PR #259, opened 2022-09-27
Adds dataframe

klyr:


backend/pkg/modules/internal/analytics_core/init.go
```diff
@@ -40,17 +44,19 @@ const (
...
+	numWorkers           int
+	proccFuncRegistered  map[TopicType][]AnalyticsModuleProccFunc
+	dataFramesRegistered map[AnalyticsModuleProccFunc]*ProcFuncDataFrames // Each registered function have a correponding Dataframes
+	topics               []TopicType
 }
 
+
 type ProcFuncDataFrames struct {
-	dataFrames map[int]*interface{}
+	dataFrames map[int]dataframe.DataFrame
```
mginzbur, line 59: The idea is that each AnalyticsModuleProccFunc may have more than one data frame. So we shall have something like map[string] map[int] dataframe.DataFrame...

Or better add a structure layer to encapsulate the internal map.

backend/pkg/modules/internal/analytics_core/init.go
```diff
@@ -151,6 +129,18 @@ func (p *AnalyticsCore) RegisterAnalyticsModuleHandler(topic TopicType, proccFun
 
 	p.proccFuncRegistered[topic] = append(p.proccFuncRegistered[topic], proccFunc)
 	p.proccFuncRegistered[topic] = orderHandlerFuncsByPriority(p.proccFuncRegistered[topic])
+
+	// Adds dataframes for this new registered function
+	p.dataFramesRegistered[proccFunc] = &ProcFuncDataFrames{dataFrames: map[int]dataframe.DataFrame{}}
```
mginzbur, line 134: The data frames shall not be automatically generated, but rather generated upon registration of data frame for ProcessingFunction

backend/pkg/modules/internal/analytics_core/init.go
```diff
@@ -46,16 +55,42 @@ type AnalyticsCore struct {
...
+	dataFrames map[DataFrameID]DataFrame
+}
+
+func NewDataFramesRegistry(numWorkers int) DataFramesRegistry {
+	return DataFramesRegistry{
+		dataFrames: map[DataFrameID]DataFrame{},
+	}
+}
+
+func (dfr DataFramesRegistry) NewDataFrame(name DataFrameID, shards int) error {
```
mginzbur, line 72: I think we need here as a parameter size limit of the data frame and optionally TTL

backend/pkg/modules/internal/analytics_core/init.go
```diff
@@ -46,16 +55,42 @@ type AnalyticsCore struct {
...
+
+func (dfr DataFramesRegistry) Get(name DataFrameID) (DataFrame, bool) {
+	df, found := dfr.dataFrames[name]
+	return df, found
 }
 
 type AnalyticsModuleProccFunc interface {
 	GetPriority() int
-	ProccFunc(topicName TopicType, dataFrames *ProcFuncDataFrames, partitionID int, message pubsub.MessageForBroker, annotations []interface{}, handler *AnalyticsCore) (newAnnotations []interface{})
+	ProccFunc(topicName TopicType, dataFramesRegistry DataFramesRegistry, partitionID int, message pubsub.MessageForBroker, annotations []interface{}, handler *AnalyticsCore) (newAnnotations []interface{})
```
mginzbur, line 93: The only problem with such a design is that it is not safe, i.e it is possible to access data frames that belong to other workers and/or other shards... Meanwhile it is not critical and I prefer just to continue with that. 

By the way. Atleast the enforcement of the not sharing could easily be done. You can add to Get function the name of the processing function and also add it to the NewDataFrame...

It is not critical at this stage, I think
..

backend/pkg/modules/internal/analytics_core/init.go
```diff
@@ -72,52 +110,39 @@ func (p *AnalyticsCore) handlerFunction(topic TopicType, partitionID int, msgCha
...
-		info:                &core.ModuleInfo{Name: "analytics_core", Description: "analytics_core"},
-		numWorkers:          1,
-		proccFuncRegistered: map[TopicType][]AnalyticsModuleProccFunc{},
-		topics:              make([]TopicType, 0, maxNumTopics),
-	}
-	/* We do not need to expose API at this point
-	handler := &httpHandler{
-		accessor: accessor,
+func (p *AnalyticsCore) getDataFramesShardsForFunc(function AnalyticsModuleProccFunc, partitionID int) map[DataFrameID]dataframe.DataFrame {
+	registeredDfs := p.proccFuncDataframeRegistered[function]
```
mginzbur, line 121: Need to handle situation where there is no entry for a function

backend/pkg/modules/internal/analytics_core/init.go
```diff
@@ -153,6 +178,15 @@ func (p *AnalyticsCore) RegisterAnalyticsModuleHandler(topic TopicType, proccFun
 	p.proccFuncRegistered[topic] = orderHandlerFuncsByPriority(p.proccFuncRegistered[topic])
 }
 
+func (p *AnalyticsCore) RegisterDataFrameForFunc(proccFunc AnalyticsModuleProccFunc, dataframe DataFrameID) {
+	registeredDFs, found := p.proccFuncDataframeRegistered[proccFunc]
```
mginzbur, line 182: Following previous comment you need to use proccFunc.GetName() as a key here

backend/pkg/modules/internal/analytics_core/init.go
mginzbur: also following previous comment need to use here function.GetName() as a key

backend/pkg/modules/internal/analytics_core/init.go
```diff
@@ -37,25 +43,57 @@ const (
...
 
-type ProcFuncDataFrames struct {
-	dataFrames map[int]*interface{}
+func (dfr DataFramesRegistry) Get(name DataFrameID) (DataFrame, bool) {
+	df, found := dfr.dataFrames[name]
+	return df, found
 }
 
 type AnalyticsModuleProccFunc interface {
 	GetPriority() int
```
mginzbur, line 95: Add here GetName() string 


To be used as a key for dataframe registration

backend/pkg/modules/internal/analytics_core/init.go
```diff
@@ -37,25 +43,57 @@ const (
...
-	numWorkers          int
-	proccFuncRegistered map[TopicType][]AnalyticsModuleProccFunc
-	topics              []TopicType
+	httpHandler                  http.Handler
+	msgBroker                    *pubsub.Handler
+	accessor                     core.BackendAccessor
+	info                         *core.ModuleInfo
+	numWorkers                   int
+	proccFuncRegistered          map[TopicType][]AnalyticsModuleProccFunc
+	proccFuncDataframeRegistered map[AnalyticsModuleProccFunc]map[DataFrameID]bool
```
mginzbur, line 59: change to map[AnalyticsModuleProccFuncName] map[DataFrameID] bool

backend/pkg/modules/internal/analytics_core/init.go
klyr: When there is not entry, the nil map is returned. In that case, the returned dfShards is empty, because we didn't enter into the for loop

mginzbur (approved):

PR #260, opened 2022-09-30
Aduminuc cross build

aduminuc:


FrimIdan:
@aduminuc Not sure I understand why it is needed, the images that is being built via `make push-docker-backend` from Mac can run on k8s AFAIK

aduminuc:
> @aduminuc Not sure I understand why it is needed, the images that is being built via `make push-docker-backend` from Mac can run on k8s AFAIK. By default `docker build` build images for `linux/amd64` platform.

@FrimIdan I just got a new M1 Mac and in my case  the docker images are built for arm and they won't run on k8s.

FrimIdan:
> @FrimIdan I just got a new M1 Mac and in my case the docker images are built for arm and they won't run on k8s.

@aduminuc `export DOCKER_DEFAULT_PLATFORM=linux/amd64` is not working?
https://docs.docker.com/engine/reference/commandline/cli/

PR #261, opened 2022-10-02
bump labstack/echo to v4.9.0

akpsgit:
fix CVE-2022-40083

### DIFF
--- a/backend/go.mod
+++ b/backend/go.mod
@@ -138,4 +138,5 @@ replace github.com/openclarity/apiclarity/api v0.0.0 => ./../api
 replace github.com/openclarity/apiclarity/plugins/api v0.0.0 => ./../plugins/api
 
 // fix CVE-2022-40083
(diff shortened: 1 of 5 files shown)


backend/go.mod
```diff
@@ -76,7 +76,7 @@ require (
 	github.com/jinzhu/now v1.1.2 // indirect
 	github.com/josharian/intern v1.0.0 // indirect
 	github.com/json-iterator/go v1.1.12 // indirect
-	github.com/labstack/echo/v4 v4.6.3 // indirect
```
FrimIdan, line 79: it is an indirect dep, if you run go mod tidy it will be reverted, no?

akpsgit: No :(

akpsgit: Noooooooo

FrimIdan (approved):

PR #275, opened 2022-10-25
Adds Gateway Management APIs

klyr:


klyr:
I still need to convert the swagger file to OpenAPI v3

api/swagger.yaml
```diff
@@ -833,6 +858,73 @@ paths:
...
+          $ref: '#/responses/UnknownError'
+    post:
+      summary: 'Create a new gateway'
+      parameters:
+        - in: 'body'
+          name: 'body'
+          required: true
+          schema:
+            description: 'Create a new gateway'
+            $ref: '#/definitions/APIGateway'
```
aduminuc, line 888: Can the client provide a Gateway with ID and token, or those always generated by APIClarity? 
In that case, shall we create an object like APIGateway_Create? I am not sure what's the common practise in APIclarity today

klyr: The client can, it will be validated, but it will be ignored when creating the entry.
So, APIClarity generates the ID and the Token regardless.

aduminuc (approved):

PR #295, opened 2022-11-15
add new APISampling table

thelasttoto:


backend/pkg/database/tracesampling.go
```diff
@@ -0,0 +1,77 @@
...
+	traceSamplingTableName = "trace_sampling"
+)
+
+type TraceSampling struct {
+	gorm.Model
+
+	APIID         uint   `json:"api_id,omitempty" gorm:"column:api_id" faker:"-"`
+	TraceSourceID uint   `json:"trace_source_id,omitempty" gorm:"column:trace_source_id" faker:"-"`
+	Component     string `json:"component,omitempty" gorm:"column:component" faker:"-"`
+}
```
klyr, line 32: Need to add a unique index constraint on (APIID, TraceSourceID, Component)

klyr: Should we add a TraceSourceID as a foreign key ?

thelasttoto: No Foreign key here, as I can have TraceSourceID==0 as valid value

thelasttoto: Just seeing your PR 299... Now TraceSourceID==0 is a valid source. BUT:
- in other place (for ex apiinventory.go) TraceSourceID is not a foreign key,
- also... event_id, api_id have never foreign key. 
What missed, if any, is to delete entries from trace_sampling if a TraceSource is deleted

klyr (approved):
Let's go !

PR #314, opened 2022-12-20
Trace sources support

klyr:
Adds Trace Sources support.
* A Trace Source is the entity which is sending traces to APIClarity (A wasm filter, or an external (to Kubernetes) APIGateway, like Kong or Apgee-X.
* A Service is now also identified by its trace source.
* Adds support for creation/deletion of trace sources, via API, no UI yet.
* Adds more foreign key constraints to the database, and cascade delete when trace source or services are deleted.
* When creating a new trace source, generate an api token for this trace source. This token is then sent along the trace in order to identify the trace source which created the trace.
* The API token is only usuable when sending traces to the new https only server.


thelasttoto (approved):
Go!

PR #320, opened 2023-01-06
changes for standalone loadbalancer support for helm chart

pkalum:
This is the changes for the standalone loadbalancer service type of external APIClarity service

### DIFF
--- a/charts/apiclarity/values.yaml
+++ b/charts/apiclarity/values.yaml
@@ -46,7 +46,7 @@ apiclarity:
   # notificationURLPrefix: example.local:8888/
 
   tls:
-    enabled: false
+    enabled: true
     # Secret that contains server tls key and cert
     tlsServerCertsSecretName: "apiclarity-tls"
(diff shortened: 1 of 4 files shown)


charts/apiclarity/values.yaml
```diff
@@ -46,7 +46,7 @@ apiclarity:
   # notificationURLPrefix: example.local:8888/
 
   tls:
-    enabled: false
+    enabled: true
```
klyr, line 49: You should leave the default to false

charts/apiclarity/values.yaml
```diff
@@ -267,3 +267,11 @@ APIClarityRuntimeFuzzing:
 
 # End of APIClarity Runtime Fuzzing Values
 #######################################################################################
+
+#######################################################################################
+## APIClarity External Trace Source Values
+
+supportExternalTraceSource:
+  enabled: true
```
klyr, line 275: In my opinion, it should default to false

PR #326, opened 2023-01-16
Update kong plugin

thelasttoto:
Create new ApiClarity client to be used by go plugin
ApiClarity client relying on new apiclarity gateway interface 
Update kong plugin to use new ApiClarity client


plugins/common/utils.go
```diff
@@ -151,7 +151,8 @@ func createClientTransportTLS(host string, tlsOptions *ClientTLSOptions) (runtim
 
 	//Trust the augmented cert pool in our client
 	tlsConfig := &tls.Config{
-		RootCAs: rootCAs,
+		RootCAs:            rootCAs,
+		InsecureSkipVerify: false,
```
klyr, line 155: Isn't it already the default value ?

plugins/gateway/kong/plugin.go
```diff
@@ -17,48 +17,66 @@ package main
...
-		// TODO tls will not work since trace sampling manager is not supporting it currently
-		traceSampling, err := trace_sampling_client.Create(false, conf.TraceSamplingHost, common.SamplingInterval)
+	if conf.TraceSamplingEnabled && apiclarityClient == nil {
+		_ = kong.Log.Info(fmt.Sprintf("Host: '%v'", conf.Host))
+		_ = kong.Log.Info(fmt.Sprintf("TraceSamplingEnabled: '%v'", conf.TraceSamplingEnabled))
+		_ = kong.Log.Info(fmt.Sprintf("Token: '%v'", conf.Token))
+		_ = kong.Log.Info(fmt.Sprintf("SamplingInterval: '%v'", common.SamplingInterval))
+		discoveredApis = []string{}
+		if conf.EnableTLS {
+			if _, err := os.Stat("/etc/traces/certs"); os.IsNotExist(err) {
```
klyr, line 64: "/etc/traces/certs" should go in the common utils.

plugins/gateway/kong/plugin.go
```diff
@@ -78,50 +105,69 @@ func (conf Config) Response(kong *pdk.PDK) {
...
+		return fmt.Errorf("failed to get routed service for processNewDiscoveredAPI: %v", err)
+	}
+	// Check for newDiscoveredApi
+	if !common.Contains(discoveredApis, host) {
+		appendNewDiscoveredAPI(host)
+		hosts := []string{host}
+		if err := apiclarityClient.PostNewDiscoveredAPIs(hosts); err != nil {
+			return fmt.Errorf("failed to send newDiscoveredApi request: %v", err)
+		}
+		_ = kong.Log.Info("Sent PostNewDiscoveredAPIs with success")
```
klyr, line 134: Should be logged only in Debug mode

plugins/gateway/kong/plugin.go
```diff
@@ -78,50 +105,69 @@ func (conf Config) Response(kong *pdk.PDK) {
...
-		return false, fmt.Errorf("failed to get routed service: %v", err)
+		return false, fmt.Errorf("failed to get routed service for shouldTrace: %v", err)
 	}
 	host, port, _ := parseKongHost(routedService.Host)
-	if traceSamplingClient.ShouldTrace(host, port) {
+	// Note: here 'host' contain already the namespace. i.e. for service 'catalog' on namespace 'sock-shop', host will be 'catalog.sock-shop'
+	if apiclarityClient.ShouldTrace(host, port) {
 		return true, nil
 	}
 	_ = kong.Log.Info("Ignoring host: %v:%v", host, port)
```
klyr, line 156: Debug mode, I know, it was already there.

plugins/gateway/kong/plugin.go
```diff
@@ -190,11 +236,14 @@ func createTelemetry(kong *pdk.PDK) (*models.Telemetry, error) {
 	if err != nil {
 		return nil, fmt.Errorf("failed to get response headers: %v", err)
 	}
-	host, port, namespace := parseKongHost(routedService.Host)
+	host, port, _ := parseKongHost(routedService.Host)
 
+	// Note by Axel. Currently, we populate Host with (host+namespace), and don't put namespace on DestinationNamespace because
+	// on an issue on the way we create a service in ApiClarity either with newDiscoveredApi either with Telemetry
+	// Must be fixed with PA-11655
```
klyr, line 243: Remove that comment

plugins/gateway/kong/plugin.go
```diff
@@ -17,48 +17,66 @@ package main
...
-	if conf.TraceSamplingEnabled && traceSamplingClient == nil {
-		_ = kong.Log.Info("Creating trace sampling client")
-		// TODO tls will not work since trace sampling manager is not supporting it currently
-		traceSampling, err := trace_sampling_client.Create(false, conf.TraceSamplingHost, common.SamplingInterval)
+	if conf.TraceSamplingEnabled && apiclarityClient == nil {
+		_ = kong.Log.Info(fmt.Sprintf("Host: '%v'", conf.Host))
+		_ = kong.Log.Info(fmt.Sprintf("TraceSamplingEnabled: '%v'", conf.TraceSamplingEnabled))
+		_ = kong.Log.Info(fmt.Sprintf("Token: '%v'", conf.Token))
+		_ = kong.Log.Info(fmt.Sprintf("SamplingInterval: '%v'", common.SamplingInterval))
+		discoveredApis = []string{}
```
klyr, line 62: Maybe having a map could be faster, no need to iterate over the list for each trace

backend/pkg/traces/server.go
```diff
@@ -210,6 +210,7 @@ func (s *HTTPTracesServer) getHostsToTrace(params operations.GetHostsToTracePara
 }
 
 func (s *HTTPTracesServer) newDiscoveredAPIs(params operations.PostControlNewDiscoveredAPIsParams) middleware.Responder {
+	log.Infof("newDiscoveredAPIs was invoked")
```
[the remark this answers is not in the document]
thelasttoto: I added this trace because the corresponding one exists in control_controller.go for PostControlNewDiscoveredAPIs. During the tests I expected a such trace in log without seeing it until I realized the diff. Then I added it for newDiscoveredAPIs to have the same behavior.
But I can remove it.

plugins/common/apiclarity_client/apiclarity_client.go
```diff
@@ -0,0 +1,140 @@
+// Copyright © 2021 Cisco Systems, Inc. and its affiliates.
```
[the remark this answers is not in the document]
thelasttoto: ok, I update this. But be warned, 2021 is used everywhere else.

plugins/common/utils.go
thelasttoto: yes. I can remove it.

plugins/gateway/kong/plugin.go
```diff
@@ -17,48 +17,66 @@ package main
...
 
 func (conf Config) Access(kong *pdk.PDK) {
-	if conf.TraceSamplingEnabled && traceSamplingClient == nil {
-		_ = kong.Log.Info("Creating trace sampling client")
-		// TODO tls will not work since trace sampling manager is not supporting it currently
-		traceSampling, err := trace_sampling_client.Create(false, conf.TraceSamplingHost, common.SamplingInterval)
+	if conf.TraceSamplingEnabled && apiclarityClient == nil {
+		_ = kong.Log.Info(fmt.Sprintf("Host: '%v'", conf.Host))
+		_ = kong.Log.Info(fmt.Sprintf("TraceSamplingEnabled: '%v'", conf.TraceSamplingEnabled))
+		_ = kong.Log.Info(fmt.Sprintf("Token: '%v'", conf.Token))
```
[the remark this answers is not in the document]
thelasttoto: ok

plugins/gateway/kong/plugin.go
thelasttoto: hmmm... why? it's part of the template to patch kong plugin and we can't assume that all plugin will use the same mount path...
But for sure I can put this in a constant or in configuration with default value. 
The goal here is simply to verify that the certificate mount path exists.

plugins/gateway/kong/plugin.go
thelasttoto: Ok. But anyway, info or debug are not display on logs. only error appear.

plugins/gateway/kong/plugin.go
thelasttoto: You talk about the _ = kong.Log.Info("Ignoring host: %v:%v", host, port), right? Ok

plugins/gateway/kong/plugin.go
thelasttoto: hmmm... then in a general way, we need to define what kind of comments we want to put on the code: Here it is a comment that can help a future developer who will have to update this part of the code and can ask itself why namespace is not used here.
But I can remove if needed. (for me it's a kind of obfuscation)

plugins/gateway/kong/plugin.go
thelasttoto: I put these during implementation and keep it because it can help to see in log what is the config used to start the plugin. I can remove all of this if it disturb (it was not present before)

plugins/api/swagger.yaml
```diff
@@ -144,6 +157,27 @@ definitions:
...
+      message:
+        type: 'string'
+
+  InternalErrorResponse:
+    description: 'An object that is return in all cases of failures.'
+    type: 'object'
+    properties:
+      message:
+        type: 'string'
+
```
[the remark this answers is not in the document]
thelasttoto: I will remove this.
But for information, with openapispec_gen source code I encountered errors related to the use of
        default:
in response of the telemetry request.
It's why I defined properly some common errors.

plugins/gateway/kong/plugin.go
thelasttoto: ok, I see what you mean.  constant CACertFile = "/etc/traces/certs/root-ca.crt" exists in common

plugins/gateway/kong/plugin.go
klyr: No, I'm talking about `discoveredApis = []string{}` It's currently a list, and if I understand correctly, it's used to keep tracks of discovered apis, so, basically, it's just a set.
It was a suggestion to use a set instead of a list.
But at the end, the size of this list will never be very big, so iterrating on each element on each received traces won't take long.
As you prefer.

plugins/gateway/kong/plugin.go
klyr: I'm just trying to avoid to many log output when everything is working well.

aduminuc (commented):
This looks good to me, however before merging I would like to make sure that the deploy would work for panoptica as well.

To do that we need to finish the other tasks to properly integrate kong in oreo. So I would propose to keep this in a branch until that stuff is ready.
_ _ _ _ _
# EXERCISE GOAL
Repeat, character for character, the lines of the material above from the line with "(diff shortened: 1 of 4 files shown)" through the line with "Update kong plugin to".

# WRITTEN ANSWER
(diff shortened: 1 of 4 files shown)


charts/apiclarity/values.yaml
```diff
@@ -46,7 +46,7 @@ apiclarity:
   # notificationURLPrefix: example.local:8888/
 
   tls:
-    enabled: false
+    enabled: true
```
klyr, line 49: You should leave the default to false

charts/apiclarity/values.yaml
```diff
@@ -267,3 +267,11 @@ APIClarityRuntimeFuzzing:
 
 # End of APIClarity Runtime Fuzzing Values
 #######################################################################################
+
+#######################################################################################
+## APIClarity External Trace Source Values
+
+supportExternalTraceSource:
+  enabled: true
```
klyr, line 275: In my opinion, it should default to false

PR #326, opened 2023-01-16
Update kong plugin

thelasttoto:
Create new ApiClarity client to be used by go plugin
ApiClarity client relying on new apiclarity gateway interface 
Update kong plugin to use new ApiClarity client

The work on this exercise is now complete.